* _Description of the task_:
The string "requested" may appear on lines of the entries below; report how many such lines there are, and only that.
- Opening Delimiter -
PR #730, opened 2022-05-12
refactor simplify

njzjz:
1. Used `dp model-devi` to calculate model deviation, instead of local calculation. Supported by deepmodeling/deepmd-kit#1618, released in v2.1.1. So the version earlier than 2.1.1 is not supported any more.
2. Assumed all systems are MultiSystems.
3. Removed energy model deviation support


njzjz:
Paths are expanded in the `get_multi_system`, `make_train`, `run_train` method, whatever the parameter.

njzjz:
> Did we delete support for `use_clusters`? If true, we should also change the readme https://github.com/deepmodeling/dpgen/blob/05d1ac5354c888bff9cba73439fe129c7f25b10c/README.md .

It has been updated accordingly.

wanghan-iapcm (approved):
- Closing Delimiter -
- Opening Delimiter -
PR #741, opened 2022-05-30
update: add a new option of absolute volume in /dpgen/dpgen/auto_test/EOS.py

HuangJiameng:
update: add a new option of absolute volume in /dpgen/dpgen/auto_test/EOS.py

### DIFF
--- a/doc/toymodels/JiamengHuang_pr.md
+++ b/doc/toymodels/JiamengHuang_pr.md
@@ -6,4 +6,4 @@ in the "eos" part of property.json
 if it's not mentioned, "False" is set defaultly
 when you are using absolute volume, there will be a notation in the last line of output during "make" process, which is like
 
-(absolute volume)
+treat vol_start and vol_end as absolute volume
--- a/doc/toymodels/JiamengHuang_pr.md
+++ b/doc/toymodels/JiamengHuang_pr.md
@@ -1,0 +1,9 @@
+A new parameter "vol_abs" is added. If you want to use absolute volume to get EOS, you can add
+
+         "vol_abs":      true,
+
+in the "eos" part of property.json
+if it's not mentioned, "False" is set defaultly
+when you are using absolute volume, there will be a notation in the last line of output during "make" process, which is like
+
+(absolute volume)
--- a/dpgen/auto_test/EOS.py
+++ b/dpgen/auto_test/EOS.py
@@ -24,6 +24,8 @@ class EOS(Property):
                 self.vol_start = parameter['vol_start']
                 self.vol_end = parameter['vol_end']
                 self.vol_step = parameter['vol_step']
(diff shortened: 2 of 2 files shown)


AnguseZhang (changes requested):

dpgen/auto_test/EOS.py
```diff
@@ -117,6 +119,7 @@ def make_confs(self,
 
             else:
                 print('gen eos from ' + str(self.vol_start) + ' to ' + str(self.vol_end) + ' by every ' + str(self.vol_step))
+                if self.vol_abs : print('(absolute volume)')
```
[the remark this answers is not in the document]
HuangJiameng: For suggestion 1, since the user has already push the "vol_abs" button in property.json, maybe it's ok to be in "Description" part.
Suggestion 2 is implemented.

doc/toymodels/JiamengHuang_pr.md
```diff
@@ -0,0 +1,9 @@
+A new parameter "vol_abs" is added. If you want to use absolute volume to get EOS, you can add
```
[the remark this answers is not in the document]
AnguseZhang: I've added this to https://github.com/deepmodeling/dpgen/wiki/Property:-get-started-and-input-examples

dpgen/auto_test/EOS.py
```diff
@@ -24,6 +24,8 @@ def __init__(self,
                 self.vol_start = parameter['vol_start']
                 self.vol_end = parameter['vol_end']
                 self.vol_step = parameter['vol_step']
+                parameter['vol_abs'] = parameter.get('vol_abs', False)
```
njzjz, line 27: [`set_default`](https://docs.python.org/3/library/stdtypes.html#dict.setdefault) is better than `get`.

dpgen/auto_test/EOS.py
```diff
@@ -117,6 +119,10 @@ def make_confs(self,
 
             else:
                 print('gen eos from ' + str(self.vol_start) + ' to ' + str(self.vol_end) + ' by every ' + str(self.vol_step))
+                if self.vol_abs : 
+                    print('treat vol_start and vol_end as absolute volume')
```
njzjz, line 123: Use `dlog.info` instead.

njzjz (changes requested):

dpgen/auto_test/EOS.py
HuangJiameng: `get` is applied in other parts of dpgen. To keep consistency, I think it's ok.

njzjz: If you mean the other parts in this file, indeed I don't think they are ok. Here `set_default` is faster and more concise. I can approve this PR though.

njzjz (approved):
- Closing Delimiter -
* _Exercise result_:
2